## [Requirement]
If a line in the listing includes the word "restore", copy it out.

## [Dataset records]
◇ ◇ ◇ ◇ ◇

PR #121, opened 2023-08-02
Opensearch snapshot

### LINKED ISSUE #98: Setup Manual OpenSearch Snapshots
**Summary**
Manual OpenSearch snapshots should be taken when the indexer lambda is finished running

**Requirements**
- Take manual opensearch snapshots during metadata indexing
- store snapshots in S3 bucket
**Related tickets*
-

sdhoyt:
# Change Summary

## Overview
This update adds functionality to backup the OpenSearch database each time a set of files is indexed. The OpenSearch version was also updated to version 2.7 and the CDK version was updated to 2.88. CDK version 2.88 was required to deploy OS 2.7 through the CDK.

## New Dependencies
- requests-aws4auth (used to send authentication through requests)
- requests-mock (used to mock requests in unit tests)
- freezegun (used to keep file timestamp consistent in unit tests)

## New Files
- snapshot.py (mostly copied from Libera. Big thanks to Brian M.)
   - This file includes the code for registering a backup repository (S3 bucket) and taking the OpenSearch snapshot.
   - I think it would be good to update this file in the future to better fit in with the existing opensearch_utils classes, but this should work for now.

## Deleted Files
None

## Updated Files
- sds_data_manager_stack.py
   - Updated OpenSearch to 2.7
   - Added Snapshot Role and policies for Indexer lambda to allow it to take the snapshots
   - Added a new S3 bucket to store snapshots
- indexer.py
   - Added function to take snapshot at end of lambda

## Testing
A new unit test file `test_snapshot.py` was created, `sds_data_manager_stack.py` and `test_open_search_stack.py` were updated. All files are passing all tests.

NOTE: When deploying and testing the snapshots, there are a few extra steps to give proper permissions to OS to take the snapshots. 
1. Log in to your OpenSearch instance dashboard
2. Back in AWS, go to IAM -> Roles and copy your IndexerServiceLamba role's ARN
3. In the OpenSearch dashboard menu, go to Security -> Roles and click on the manage_snapshots role.
4. Go to the Mapped Users tab and click on the Map Users
5. Paste the ARN that you copied into the backed role text bock and click Map

Now when you upload files to the data bucket, a snapshot should be taken. You can confirm those files were created in the snapshot bucket.


pyproject.toml
```diff
@@ -31,15 +31,18 @@ classifiers = [
...
 pytest-cov = "^4.0.0"
 openmock = "^2.3.0"
+requests-mock = "^1.11.0"
+freezegun = "^1.2.2"
 
 # Optional dependencies - install with `poetry install -E docs`
 sphinx = {version="^7.1.0", optional=true}
 myst-parser = {version="^2.0.0", optional=true}
 pydata-sphinx-theme = {version="^0.13.3", optional=true}
+requests-aws4auth = "^1.2.3"
```
maxinelasp: This shouldn't be necessary since `requests-aws4auth` is in the lamda-dev dependency group

sds_data_manager/lambda_code/SDSCode/opensearch_utils/snapshot.py
```diff
@@ -0,0 +1,101 @@
...
+    # Register the snapshot, this can be run every time, if the
+    # repo is registered will return 200
+    try:
+        path = f"_snapshot/{snapshot_repo_name}"  # the OpenSearch API endpoint
+        url = "https://" + host + "/" + path
+
+        payload = {
+            "type": "s3",
+            "settings": {
+                "bucket": f"{snapshot_s3_bucket}",
```
maxinelasp, line 105: Is the eventual plan for this bucket to get backed up to the Backup account?

sds_data_manager/lambda_code/SDSCode/opensearch_utils/snapshot.py
```diff
@@ -0,0 +1,101 @@
...
+    ----------
+    url : str
+        OpenSearch domain URL endpoint including https:// and trailing /.
+    """
+
+    r = requests.put(url, auth=awsauth)
+    return r
+
+
+def run_backup(host, region, snapshot_repo_name, snapshot_s3_bucket, snapshot_role_arn):
```
maxinelasp, line 72: Needs a docstring

sds_data_manager/lambda_code/SDSCode/indexer.py
```diff
@@ -16,6 +16,7 @@
 from .opensearch_utils.document import Document
```
maxinelasp, line 16: Where does this indexer run?

maxinelasp (commented):
Overall looks good to me. Can you add some documentation somewhere (maybe in indexer.py?) about the manual steps to add the role to opensearch? Is there any way to do that in CDK? I found I could assume roles in CDK, but that might be different than what you need to do here. 

If we're going to have manual steps, I'd really prefer at least having them written down somewhere! You could also write a rst doc covering all of that info.

sds_data_manager/lambda_code/SDSCode/indexer.py
tech3371: It runs on a lambda. This lambda get's kickoff after we drop a file on data bucket.

pyproject.toml
tech3371: Are you saying we don't need this because lambda is running inside AWS environment?

sds_data_manager/lambda_code/SDSCode/opensearch_utils/snapshot.py
```diff
@@ -0,0 +1,101 @@
...
+        region,
+        service,
+        session_token=credentials.token,
+    )
+
+    return awsauth
+
+
+def register_repo(payload: dict, url: string, awsauth):
+    """Register the snapshot repo
```
tech3371: Can you add some comments about repo? Repo is used for so many things that it's confusing sometimes. Is it ECR repo?

sds_data_manager/lambda_code/SDSCode/opensearch_utils/snapshot.py
```diff
@@ -0,0 +1,101 @@
...
+    payload : dict
+             S3 bucket and AWS region to store the manual snapshots
+             The role ARN that has S3 permissions to store the new snapshot
+    url : str
+        OpenSearch domain URL endpoint including https:// and trailing /.
+    """
+
+    headers = {"Content-Type": "application/json"}
+
+    r = requests.put(url, auth=awsauth, json=payload, headers=headers)
```
tech3371, line 53: Ah, ok. We need authentication for the http requests. That makes sense.

sds_data_manager/lambda_code/SDSCode/opensearch_utils/snapshot.py
tech3371: Yeah, looks like other functions needs update to their docstring.

sds_data_manager/lambda_code/SDSCode/opensearch_utils/snapshot.py
```diff
@@ -0,0 +1,101 @@
...
+    """
+
+    r = requests.put(url, auth=awsauth)
+    return r
+
+
+def run_backup(host, region, snapshot_repo_name, snapshot_s3_bucket, snapshot_role_arn):
+    awsauth = get_auth(region)
+    snapshot_start_time: datetime = datetime.utcnow().strftime("%Y-%m-%d-%H:%M:%S")
+    snapshot_name = f"os_snapshot_{snapshot_start_time}"
```
tech3371: can we spell out `os` to `opensearch`?

sds_data_manager/lambda_code/SDSCode/indexer.py
maxinelasp: Got it, thanks! That was my guess, just making sure.

sds_data_manager/lambda_code/requirements.txt
```diff
@@ -95,3 +95,5 @@ six==1.16.0 ; python_version >= "3.9" and python_version < "4" \
 urllib3==1.26.16 ; python_version >= "3.9" and python_version < "4" \
     --hash=sha256:8d36afa7616d8ab714608411b4a3b13e58f463aee519024578e062e141dce20f \
     --hash=sha256:8f135f6502756bde6b2a9b28989df5fbe87c9970cecaa69041edcce7f0589b14
+requests-aws4auth==1.2.3 ; python_version >= "3.9" and python_version < "4" \
```
tech3371: I meant to comment on past PR but didn't get to it. What is this requirements.txt used for?

sds_data_manager/stacks/sds_data_manager_stack.py
```diff
@@ -114,15 +114,33 @@ def __init__(
             destination_bucket=config_bucket,
         )
 
+        ########### OpenSearch Snapshot Storage
+        snapshot_bucket = s3.Bucket(
+            self,
+            f"SnapshotBucket-{sds_id}",
+            bucket_name=f"sds-os-snapshot-{sds_id}",
```
tech3371: same here. can we spell out `os`?

sds_data_manager/stacks/sds_data_manager_stack.py
```diff
@@ -136,6 +154,26 @@ def __init__(
             resources=["*"],
         )
 
+        snapshot_role_policy = iam.PolicyStatement(
+            effect=iam.Effect.ALLOW,
+            actions=[
+                "s3:ListBucket",
+                "s3:GetObject",
+                "s3:PutObject",
+                "s3:DeleteObject",
```
tech3371, line 166: should we have ability to delete on this bucket? Is it safe?

sds_data_manager/stacks/sds_data_manager_stack.py
```diff
@@ -176,6 +217,27 @@ def __init__(
...
+        # Add permissions for Lambda to access OpenSearch
+        indexer_lambda.add_to_role_policy(
+            iam.PolicyStatement(
+                effect=iam.Effect.ALLOW,
+                actions=["es:*"],
+                resources=[f"{opensearch.sds_metadata_domain.domain_arn}/*"],
+            )
+        )
+
+        # PassRole allows services to assign AWS roles to resources and services
```
tech3371, line 239: Thank you for adding clarification!

pyproject.toml
maxinelasp: The dependency is created again a few lines down, so it's a duplicate. One or the other should probably be removed.

sdhoyt: I do use this library in the unit test. If I keep it in pyproject.toml and remove it from requirements.txt, it will still be available in the lambdas?

sds_data_manager/lambda_code/SDSCode/opensearch_utils/snapshot.py
sdhoyt: Correct, the plan is to backup the snapshot s3 bucket to the backup account

sds_data_manager/lambda_code/SDSCode/opensearch_utils/snapshot.py
sdhoyt: Agreed. I'll add the docstring and update the others

sds_data_manager/lambda_code/SDSCode/opensearch_utils/snapshot.py
sdhoyt: Yeah, I'll add comments about repo. OpenSearch uses the term "repository" for where the snapshots are stored

sds_data_manager/lambda_code/SDSCode/opensearch_utils/snapshot.py
sdhoyt: Agreed. I'll spell out those variables

sds_data_manager/lambda_code/requirements.txt
sdhoyt: The requirements.txt is provides those libraries for the lambdas to access. Although it sounds like I might be able to just put that in the pyproject.toml

sds_data_manager/stacks/sds_data_manager_stack.py
sdhoyt: Yes, I'll spell that out

sds_data_manager/stacks/sds_data_manager_stack.py
sdhoyt: From what I read, it seems like this is needed for snapshots to work. I can try removing it and see what happens, but in the documentation it says to setup the policy with delete permissions: https://docs.aws.amazon.com/opensearch-service/latest/developerguide/managedomains-snapshots.html

sdhoyt:
> Overall looks good to me. Can you add some documentation somewhere (maybe in indexer.py?) about the manual steps to add the role to opensearch? Is there any way to do that in CDK? I found I could assume roles in CDK, but that might be different than what you need to do here.
> 
> If we're going to have manual steps, I'd really prefer at least having them written down somewhere! You could also write a rst doc covering all of that info.

I agree. I'll document this somewhere. I'm hoping this is just temporary for this SIT and we can find a way to do this in the CDK in the future. The documentation only had the manual steps (this is only needed because we are using fine-grain access controls for OpenSearch). I talked to Brian M about this and Libera hasn't tightened permissions for their OpenSearch instance yet, so they haven't had to deal with this. But I'm hoping these manual steps are temporary, but I haven't found a way to do this in the CDK yet.

pyproject.toml
maxinelasp: Yes, the requirements.txt export statement in `.pre-commit-config.yaml` does export the `lambda-dev` dependency group. Since the dependency is in that group, it is still available for install. I'm not sure what groups the unit tests use, but it should be easy to install the lambda-dev group for the tests as well. 

Or, if you just want to make this a greater project dependency, which would also be fine, it should be moved up out of the optional dependencies section, and the duplicate should be removed from `lambda-dev`. 

It's ok to have duplicate dependencies in different dependency groups. But, if it's a full-project dependency (under `[tool.poetry.dependencies]` then it is unnecessarily duplicated by putting it in a group. The full project dependencies are installed every time, while the groups can be included or excluded depending on the use case.

sds_data_manager/lambda_code/requirements.txt
maxinelasp: This requirements.txt file is used for pip installs. It is automatically generated in the pre-commit steps, and should not be updated by hand. It is created from the dependencies specified in pyproject.toml. Let me know if you have other questions about it!

tech3371: cool. Yeah, I noticed those were updated automatically but didn't know their uses. Thank you!

sds_data_manager/stacks/sds_data_manager_stack.py
tech3371: interesting. Thank you for clarifying

docs/source/cdk/opensearch-setup
```diff
@@ -0,0 +1,20 @@
...
+OpenSearch has the ability to take `Snapshots <https://opensearch.org/docs/2.7/tuning-your-cluster/availability-and-recovery/snapshots/snapshot-restore/>`_ of itself which can be used to recover from a failure or to migrate from one cluster to another. These Snapshots are stored in a "repository" which is just a storage location. In the case of SDS Data Manager the storage location is an AWS S3 Bucket. 
+
+Required Manual Setup Steps
+---------------------------
+Because the OpenSearch instance used in the SDS Data Manager is setup with fine-grain access controls, a few manual steps need to be taken to allow the Indexer lambda to intitate the Snapshot in Opensearch. If these steps are not taken, OpenSearch will not be able to create Snapshots. The steps below assume that all SDS Data Manager stacks have been deployed.
+
+The steps for setting up Snapshot permissions are as follows:
+1. Log in to your OpenSearch instance dashboard
+2. Back in AWS, go to IAM -> Roles and copy your IndexerServiceLamba role's ARN
+3. In the OpenSearch dashboard menu, go to Security -> Roles and click on the manage_snapshots role.
```
tech3371, line 18: I didn't realized I need to click on `Roles` to see `managed_snapshots`. Besides that, everything was very clear. I was able to follow these steps!

tech3371 (approved):

pyproject.toml
sdhoyt: I think I'm doing something wrong here/not understanding. I have the requests-as4auth under the lambda section in the pyproject.toml:
```
[tool.poetry.group.lambda-dev.dependencies]
opensearch-py = "^2.1.1"
requests = "^2.28.2"
requests-aws4auth = "^1.2.3"
```
but when I deploy and run the lambda, it's saying that requests-aws4auth can't be found when it tries to import. It looks like the requests and opensearch-py are in the requirements.txt file. Is requests-aws4auth supposed to be automatically added to that file at some point?

maxinelasp: The whole lambda-dev dependency group is automatically added to the requirements.txt file on pre-commit, which you can see [here](https://github.com/IMAP-Science-Operations-Center/sds-data-manager/blob/dev/.pre-commit-config.yaml#L32C26-L32C26). It could be that you need to manually run that export before you deploy - which you could do with the command `poetry export -f requirements.txt -o sds_data_manager/lambda_code/requirements.txt --only lambda-dev`. Or, by committing your change prior to deploying and triggering the pre-commit checks.

sdhoyt: Ah, fixed it! Thank you!

template.json
```diff
@@ -0,0 +1 @@
...4", "Roles": [{"Ref": "DownloadQueryAPILambdaServiceRole082F4736"}]}}, "DownloadQueryAPILambdaE3D6D46B": {"Type": "AWS::Lambda::Function", "Properties": {"Code": {"S3Bucket": "cdk-hnb659fds-assets-1234567890-us-east-1", "S3Key": "0da65ff8b611cbd242828b50b32351a366221c349a77039c012a482f11c4eaaf.zip"}, "FunctionName": "download-query-api-sdsid-test", "Handler": "SDSCode.download_query_api.lambda_handler", "Role": {"Fn::GetAtt": ["DownloadQueryAPILambdaServiceRole082F4736", "Arn"]}, "Runtime": "python3.9", "Timeout": 60}, "DependsOn": ["DownloadQueryAPILambdaServiceRoleDefaultPolicy3490E4E4", "DownloadQueryAPILambdaServiceRole082F4736"]}}, "Parameters": {"BootstrapVersion": {"Type": "AWS::SSM::Parameter::Value<String>", "Default": "/cdk-bootstrap/hnb659fds/version", "Description": "Version of the CDK Bootstrap resources in this environment, automatically retrieved from SSM Parameter Store. [cdk:skip]"}}, "Rules": {"CheckBootstrapVersion": {"Assertions": [{"Assert": {"Fn::Not": [{"Fn::Contains": [["1", "2", "3", "4", "5"], {"Ref": "BootstrapVersion"}]}]}, "AssertDescription": "CDK bootstrap stack version 6 required. Please run 'cdk bootstrap' with a recent version of the CDK CLI."}]}}}
```
bryan-harter, line 1: Remove this file?

sds_data_manager/lambda_code/SDSCode/indexer.py
```diff
@@ -233,6 +241,10 @@ def lambda_handler(event, context):
 
     # send the paylaod to the opensearch instance
     client.send_payload(document_payload)
+
+    # take OpenSearch Snapshot
+    run_backup(host, region, snapshot_repo_name, snapshot_s3_bucket, snapshot_role_arn)
```
bryan-harter, line 246: So does this run a backup every single time a new file is added to the SDC?

bryan-harter (approved):

sds_data_manager/lambda_code/SDSCode/indexer.py
sdhoyt: Yeah, each time the indexer is called it creates a new snapshot. Snapshots only capture the difference between what exists at the present and the previous snapshot, so more frequent snapshots will take less time to run and won't take up much more space as infrequent snapshots.

bryan-harter: Ah that's interesting! So when you restore, it automatically figures out how to aggregate the million snapshots? 

Do you know what would happen if we received like 100 files at once and opensearch was told to backup 100 times in rapid succession? Does it just listen to one at a time and queue up the others? I'm just curious if opensearch would get stressed out from all the requests or if it does some magic on the backend.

◇ ◇ ◇ ◇ ◇

## [Response for this exercise]
+OpenSearch has the ability to take `Snapshots <https://opensearch.org/docs/2.7/tuning-your-cluster/availability-and-recovery/snapshots/snapshot-restore/>`_ of itself which can be used to recover from a failure or to migrate from one cluster to another. These Snapshots are stored in a "repository" which is just a storage location. In the case of SDS Data Manager the storage location is an AWS S3 Bucket. 
bryan-harter: Ah that's interesting! So when you restore, it automatically figures out how to aggregate the million snapshots? 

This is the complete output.